───── Exercise inputs
PR #320, opened 2021-02-01
Fix Http Proxy

harrynull:
This PR should make connections follow the proxy in the settings correctly.

### DIFF
--- a/Flow.Launcher.Infrastructure/Http/Http.cs
+++ b/Flow.Launcher.Infrastructure/Http/Http.cs
@@ -34,6 +34,7 @@ namespace Flow.Launcher.Infrastructure.Http
 
             client = new HttpClient(socketsHttpHandler, false);
             client.DefaultRequestHeaders.Add("User-Agent", UserAgent);
+            HttpClient.DefaultProxy = WebProxy;
         }
 
         private static HttpProxy proxy;
@@ -45,6 +46,7 @@ namespace Flow.Launcher.Infrastructure.Http
             {
                 proxy = value;
                 proxy.PropertyChanged += UpdateProxy;
+                UpdateProxy(ProxyProperty.Enabled);
             }
         }
 
--- a/Flow.Launcher.Infrastructure/Http/Http.cs
+++ b/Flow.Launcher.Infrastructure/Http/Http.cs
@@ -16,13 +16,7 @@ namespace Flow.Launcher.Infrastructure.Http
     {
         private const string UserAgent = @"Mozilla/5.0 (Trident/7.0; rv:11.0) like Gecko";
 
-        private static HttpClient client;
-
-        private static SocketsHttpHandler socketsHttpHandler = new SocketsHttpHandler()
-        {
-            UseProxy = true,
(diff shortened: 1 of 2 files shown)


Flow.Launcher.Infrastructure/Http/Http.cs
```diff
@@ -34,6 +34,7 @@ static Http()
 
             client = new HttpClient(socketsHttpHandler, false);
             client.DefaultRequestHeaders.Add("User-Agent", UserAgent);
+            HttpClient.DefaultProxy = WebProxy;
```
harrynull, line 37: Not sure why but the proxy setting in `socketsHttpHandler` does not seem to work for me. Maybe you could investigate further but using this `DefaultProxy` would make it work correctly.

I did not verify if it will work if there is no proxy set.

Flow.Launcher.Infrastructure/Http/Http.cs
```diff
@@ -45,6 +46,7 @@ public static HttpProxy Proxy
             {
                 proxy = value;
                 proxy.PropertyChanged += UpdateProxy;
+                UpdateProxy(ProxyProperty.Enabled);
```
harrynull, line 49: Manually trigger an update. Otherwise, `WebProxy` would be `null` until you make a change in the settings.

Flow.Launcher/App.xaml.cs
```diff
@@ -61,6 +61,8 @@ private async void OnStartupAsync(object sender, StartupEventArgs e)
                 _settingsVM = new SettingWindowViewModel(_updater, _portable);
                 _settings = _settingsVM.Settings;
 
+                Http.Proxy = _settings.Proxy;
```
harrynull, line 64: Set http proxy first so that when the plugin manager initializes it will follow the proxy.

Flow.Launcher.Infrastructure/Http/Http.cs
taooceros: Hmmm that's weird, because when I test it with an unusable proxy, making changed to proxy setting do crash due to unavaliable proxy.
Thank you for the fix!
Since we will use DefaultProxy, would you please remove the socketsHttpHandler, which is useless, and make the client initialize with default parameter.

Flow.Launcher.Infrastructure/Http/Http.cs
taooceros: Great fix! Thank you!
Is it possible that the SocketHttpHandler doesn't work is because of this issue?

harrynull: I don't think so. It still does not work with all my other changes.

Flow.Launcher.Infrastructure/Http/Http.cs
harrynull: Done!

taooceros: Thank you!

taooceros (approved):
Great fix! Thank you!

PR #321, opened 2021-02-01
Add "" in FilesFolders.OpenPath to be able to open path with ','

taooceros:


jjw24:
what's an example of this issue?

taooceros:
image
I am unable to open this file with Explorer plugin. By adding the quotation mark, it will work. I believe this is due to the space in the path.

jjw24:
> image
> I am unable to open this file with Explorer plugin. By adding the quotation mark, it will work. I believe this is due to the space in the path.

i tested with space in the path, it still worked.

let me try replicate your path

taooceros:
That's quite weird... Maybe it may caused by the file name instead of path? Because seems that I will be able to open the container folder.

taooceros:
Or maybe the reason is the `,` within the file name?

taooceros:
Yeah test it, the issue is due to the `,` instead of space.

jjw24 (approved):

Issue #323, opened 2021-02-03
Colors plugin installation error (Plugin Manager)


kubalav:
I try to install Colors plugin via Plugin Manager. I use portable version Flow Launcher 1.7.0.
Log:
```
2021-02-03 09:02:58.9054|ERROR|PluginsManager.InstallOrUpdate|-------------------------- Begin exception --------------------------
2021-02-03 09:02:58.9054|ERROR|PluginsManager.InstallOrUpdate|An error occured while downloading plugin
2021-02-03 09:02:58.9054|ERROR|PluginsManager.InstallOrUpdate|Exception full name:
 <System.IO.IOException>
2021-02-03 09:02:58.9054|ERROR|PluginsManager.InstallOrUpdate|Exception message:
 <Source and destination path must have identical roots. Move will not work across volumes.>
2021-02-03 09:02:58.9173|ERROR|PluginsManager.InstallOrUpdate|Exception stack trace:
 <   at System.IO.Directory.Move(String sourceDirName, String destDirName)
   at Flow.Launcher.Plugin.PluginsManager.PluginsManager.Install(UserPlugin plugin, String downloadedFilePath) in C:\projects\flow-launcher\Plugins\Flow.Launcher.Plugin.PluginsManager\PluginsManager.cs:line 349
   at Flow.Launcher.Plugin.PluginsManager.PluginsManager.InstallOrUpdate(UserPlugin plugin) in C:\projects\flow-launcher\Plugins\Flow.Launcher.Plugin.PluginsManager\PluginsManager.cs:line 136>
2021-02-03 09:02:58.9173|ERROR|PluginsManager.InstallOrUpdate|Exception source:
 <System.IO.FileSystem>
2021-02-03 09:02:58.9173|ERROR|PluginsManager.InstallOrUpdate|Exception target site:
 <Void Move(System.String, System.String)>
2021-02-03 09:02:58.9173|ERROR|PluginsManager.InstallOrUpdate|Exception HResult:
 <-2146232800>
2021-02-03 09:02:58.9173|ERROR|PluginsManager.InstallOrUpdate|-------------------------- End exception --------------------------
```

taooceros:
Is portable version of v1.7.0 working? Because seems that the installed version has some issue generated in the build process, which cause v1.7.0 load assembly fail a lot.

@jjw24 Would you please take a look on this issue, since I am not quite sure how the installation process work?

kubalav:
[...]

PR #325, opened 2021-02-03
Fix move method call only restricted to within the same drive

jjw24:
Fix move method call only restricted to within the same drive

Closing #323


taooceros (approved):

jjw24:
let me get @kubalav to test this first before merging

PR #331, opened 2021-02-08
JSONRPC Async Model

taooceros:
Question:
1. why not use json serialize method in ToString method in JSONRPCModel.
2. whether we want an async version of action?
3. async version for context menu?

### DIFF
--- a/Flow.Launcher.Core/Plugin/JsonRPCPlugin.cs
+++ b/Flow.Launcher.Core/Plugin/JsonRPCPlugin.cs
@@ -131,26 +131,20 @@ namespace Flow.Launcher.Core.Plugin
             return await ExecuteAsync(start, token);
         }
 
-        protected async Task<string> ExecuteAsync(ProcessStartInfo startInfo, CancellationToken token = default)
+        protected string Execute(ProcessStartInfo startInfo)
         {
             try
             {
                 using var process = Process.Start(startInfo);
-                if (process == null)
-                {
-                    Log.Error("|JsonRPCPlugin.Execute|Can't start new process");
-                    return string.Empty;
-                }
-
+                if (process == null) return string.Empty;
+                
                 using var standardOutput = process.StandardOutput;
-                var result = await standardOutput.ReadToEndAsync();
-                if (token.IsCancellationRequested)
-                    return string.Empty;
+                var result = standardOutput.ReadToEnd();
 
                 if (string.IsNullOrEmpty(result))
                 {
                     using var standardError = process.StandardError;
-                    var error = await standardError.ReadToEndAsync();
+                    var error = standardError.ReadToEnd();
                     if (!string.IsNullOrEmpty(error))
                     {
                         Log.Error($"|JsonRPCPlugin.Execute|{error}");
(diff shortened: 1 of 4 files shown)


taooceros:
Got a question.

```c#
if (result.StartsWith("DEBUG:"))
{
    MessageBox.Show(new Form {TopMost = true}, result.Substring(6));
    return string.Empty;
}
```

Does anyone actually use this to debug? This prevents making it based on Stream, because Stream are impossible to peek.

jjw24:
Does this just show a message box when result starts with debug?

taooceros:
> Does this just show a message box when result starts with debug?

Yes

taooceros:
It will prevent from assuming the returning message is based on JsonRPCQueryResponseModel so that we can't deserialize it based on stream.

jjw24:
Yeah let's get rid of it. Surely there is a better implementation for debugging

jjw24:
Ready for review?

taooceros:
Ah yes!

jjw24:
The to dos in the PR description are no longer relevant right?

taooceros:
> The to dos in the PR description are no longer relevant right?

Yeah they are questions, not quite relate to the change in this branch.

jjw24:
Have we done any testing with this?

jjw24:
> > The to dos in the PR description are no longer relevant right?
> 
> Yeah they are questions, not quite relate to the change in this branch.

Hmmm i havent played enough with non-c# plugins to be able to answer those. General rule of thumb, if it improves Flow and you have tested it to make sure, then lets PR it. Leaving those questions here I will likely forget, unless you will remember :)

taooceros:
> Have we done any testing with this?

I check out that python plugin will work if python works. If It doesn't work, the error reporting part will be triggered (I think the EndofStream works).

Flow.Launcher.Core/Plugin/JsonRPCPlugin.cs
```diff
@@ -27,23 +27,10 @@ internal abstract class JsonRPCPlugin : IPlugin, IContextMenu
         /// </summary>
         public abstract string SupportedLanguage { get; set; }
 
-        protected abstract string ExecuteQuery(Query query);
+        protected abstract Task<Stream> ExecuteQueryAsync(Query query, CancellationToken token);
```
jjw24, line 30: Is this change backwards compatible?

Flow.Launcher.Core/Plugin/JsonRPCPlugin.cs
```diff
@@ -130,70 +135,123 @@ private void ExecuteFlowLauncherAPI(string method, object[] parameters)
...
-                Log.Exception($"|JsonRPCPlugin.Execute|Exception for filename <{startInfo.FileName}> with argument <{startInfo.Arguments}>", e);
-                return string.Empty;
+                Log.Exception(
+                    $"|JsonRPCPlugin.ExecuteAsync|Exception for filename <{startInfo.FileName}> with argument <{startInfo.Arguments}>",
+                    e);
+                return Stream.Null;
+            }
+        }
+
+        public async Task<List<Result>> QueryAsync(Query query, CancellationToken token)
```
jjw24, line 237: the change from Query to QueryAsync, will this be backwards compatible?

taooceros:
> Hmmm i havent played enough with non-c# plugins to be able to answer those. General rule of thumb, if it improves Flow and you have tested it to make sure, then lets PR it. Leaving those questions here I will likely forget, unless you will remember :)

Well actually these questions are also relate to c# plugins. What do you think about them?

Flow.Launcher.Core/Plugin/JsonRPCPlugin.cs
taooceros: The JSONRPCPlugin is in Flow, and what it is doing is that overriding the Query (or QueryAsync) to call the executable (or python) and communicate via console stream. So change here won't affect the compatibility of plugins.

taooceros:
The change in this branch are majorly using the IAsyncPlugin to allow early stop (not completely), and read Stream instead of reading string to reduce the cost of creating string based on Standard output stream.

jjw24:
> > Hmmm i havent played enough with non-c# plugins to be able to answer those. General rule of thumb, if it improves Flow and you have tested it to make sure, then lets PR it. Leaving those questions here I will likely forget, unless you will remember :)
> 
> Well actually these questions are also relate to c# plugins. What do you think about them?

oh yeah you are right. I think why not, we can do it for QueryAsync implementation and test it, not that it's a necessity right now though, but implementing it may allow for future usage and expansion.

jjw24:
Let's create issues for the questions and  can discuss or implement it.

jjw24 (approved):

Issue #86, opened 2020-06-28
Flow Icon is pixelated


Kalaschnik:
![image](https://user-images.githubusercontent.com/9831678/85940681-16267d00-b91e-11ea-9894-22c6d03f295b.png)

I try to figure out why this is happening... maybe it is an issue with the ico containing multiple sizes? Maybe a 16×16 ico might fix this...

This is also happening in the taskbar, compared to its neighbours:
![image](https://user-images.githubusercontent.com/9831678/85940721-6b628e80-b91e-11ea-8b83-d2b837444a05.png)

The tray icon seems fine to me though...

jjw24:
That's interesting pick up. Can you put in a 16 X 16 ico in or and I will test it out.

I haven't notice the pixelation on my machine though.

jjw24:
Closing, please reopen if still an issue.

PR #335, opened 2021-02-12
Use app.ico as icon instead of app.png for setting window

taooceros:
It will help scaling, although seems that our icon is too complex to display well in 16*16 scale.

#86


Flow.Launcher/Flow.Launcher.csproj
```diff
@@ -94,6 +97,12 @@
     <ProjectReference Include="..\Flow.Launcher.Plugin\Flow.Launcher.Plugin.csproj" />
   </ItemGroup>
 
+  <ItemGroup>
+    <None Update="Images\app.ico">
+      <CopyToOutputDirectory>PreserveNewest</CopyToOutputDirectory>
+    </None>
+  </ItemGroup>
+
```
jjw24, line 105: this is not needed right since you are including all .ico extension

jjw24:
Does this actually solve the problem in issue 86?

taooceros:
> Does this actually solve the problem in issue 86? As in will it actually improve the rendering?

The rendering won't be changed, but the ico file contains 16*16 icon so wpf don't need to downscaling the icon.
Well, if the 16*16 icon satisfying, it can be solved, but actually it isn't not that perfect.

Flow.Launcher/Flow.Launcher.csproj
taooceros: oh yes

taooceros:
image
This is the setting panel icon after the pr.

jjw24 (approved):

PR #336, opened 2021-02-12
Remove setting after uninstalling plugin

### LINKED ISSUE #265: PluginsManager does not clean up user settings after plugin removal
**Describe the bug/issue**
PluginsManager does not clean up user settings after plugin removal. Setting which contains custom hotkey is still retained after a plugin is removed.

**To Reproduce**
1. Install any plugin
2. Change the installed plugin hotkey
3. Uninstall the plugin
4. Reinstall and should see the default hotkey for the plugin, but the previously changed hotkey is still there.

This is due to the hotkey setting lives in actual Settings.json file in UserData\Settings folder. 

Have not checked if the plugin setting (in UserData folder\Settings\Plugins) is deleted or not.

taooceros:
fix #265 

TODO: 
create an interface for cleaning up plugin information if they store setting or some data.

### DIFF
--- a/Plugins/Flow.Launcher.Plugin.PluginsManager/PluginsManager.cs
+++ b/Plugins/Flow.Launcher.Plugin.PluginsManager/PluginsManager.cs
@@ -1,10 +1,9 @@
+using Flow.Launcher.Core.Plugin;
 using Flow.Launcher.Infrastructure;
 using Flow.Launcher.Infrastructure.Http;
 using Flow.Launcher.Infrastructure.Logger;
-using Flow.Launcher.Infrastructure.Storage;
 using Flow.Launcher.Infrastructure.UserSettings;
 using Flow.Launcher.Plugin.PluginsManager.Models;
-using Flow.Launcher.Plugin.PluginsManager.ViewModels;
 using Flow.Launcher.Plugin.SharedCommands;
 using System;
 using System.Collections.Generic;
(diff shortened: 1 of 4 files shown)


Plugins/Flow.Launcher.Plugin.PluginsManager/PluginsManager.cs
```diff
@@ -400,6 +402,12 @@ internal List<Result> RequestUninstall(string search)
 
         private void Uninstall(PluginMetadata plugin)
         {
+            
+
```
jjw24, line 406: Spaces

Plugins/Flow.Launcher.Plugin.PluginsManager/PluginsManager.cs
```diff
@@ -400,6 +402,12 @@ internal List<Result> RequestUninstall(string search)
...
+            Core.Plugin.PluginManager.Settings.Plugins.Remove(plugin.ID);
+            Core.Plugin.PluginManager.AllPlugins.RemoveAll(p => p.Metadata.ID == plugin.ID);
```
jjw24, line 408: if we can do this, does this mean no restart is required?

jjw24:
This is ready for review?

Plugins/Flow.Launcher.Plugin.PluginsManager/PluginsManager.cs
taooceros: Well, we still cannot unload assembly unless we use the library @JohnTheGr8 has mentioned, but we can load assembly dynamically, which means that installation may not require restart.

taooceros:
> This is ready for review?

yes, it is a simple change and it works

jjw24 (approved):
──────────
§ **Your instructions**
Using the entries above, return exactly the lines from the line with "using Flow.Launcher.Infrastructure;" to the line with "yes, it is a simple change and it works", counting both of those lines.

§ **Exercise result**
 using Flow.Launcher.Infrastructure;
 using Flow.Launcher.Infrastructure.Http;
 using Flow.Launcher.Infrastructure.Logger;
-using Flow.Launcher.Infrastructure.Storage;
 using Flow.Launcher.Infrastructure.UserSettings;
 using Flow.Launcher.Plugin.PluginsManager.Models;
-using Flow.Launcher.Plugin.PluginsManager.ViewModels;
 using Flow.Launcher.Plugin.SharedCommands;
 using System;
 using System.Collections.Generic;
(diff shortened: 1 of 4 files shown)


Plugins/Flow.Launcher.Plugin.PluginsManager/PluginsManager.cs
```diff
@@ -400,6 +402,12 @@ internal List<Result> RequestUninstall(string search)
 
         private void Uninstall(PluginMetadata plugin)
         {
+            
+
```
jjw24, line 406: Spaces

Plugins/Flow.Launcher.Plugin.PluginsManager/PluginsManager.cs
```diff
@@ -400,6 +402,12 @@ internal List<Result> RequestUninstall(string search)
...
+            Core.Plugin.PluginManager.Settings.Plugins.Remove(plugin.ID);
+            Core.Plugin.PluginManager.AllPlugins.RemoveAll(p => p.Metadata.ID == plugin.ID);
```
jjw24, line 408: if we can do this, does this mean no restart is required?

jjw24:
This is ready for review?

Plugins/Flow.Launcher.Plugin.PluginsManager/PluginsManager.cs
taooceros: Well, we still cannot unload assembly unless we use the library @JohnTheGr8 has mentioned, but we can load assembly dynamically, which means that installation may not require restart.

taooceros:
> This is ready for review?

yes, it is a simple change and it works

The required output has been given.